▶ [DIRECTIONS]
Only the final stretch of the data is wanted: reproduce the line containing "tetragon:api: support kprobes object" and each line after it, exactly.

▶ [EXCERPTED RECORDS]
PR #2206, opened 2024-03-10
tetragon:api: support kprobes object

tixxdz:


tixxdz:
> Is the intent of this feature to provide observability into kprobe loads by non-Tetragon users?

The feature is for our users! both load and unload of kprobes including bpf via kprobes.

tixxdz:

▶ [TASK RESPONSE]
tetragon:api: support kprobes object

tixxdz:


tixxdz:
> Is the intent of this feature to provide observability into kprobe loads by non-Tetragon users?

The feature is for our users! both load and unload of kprobes including bpf via kprobes.

tixxdz:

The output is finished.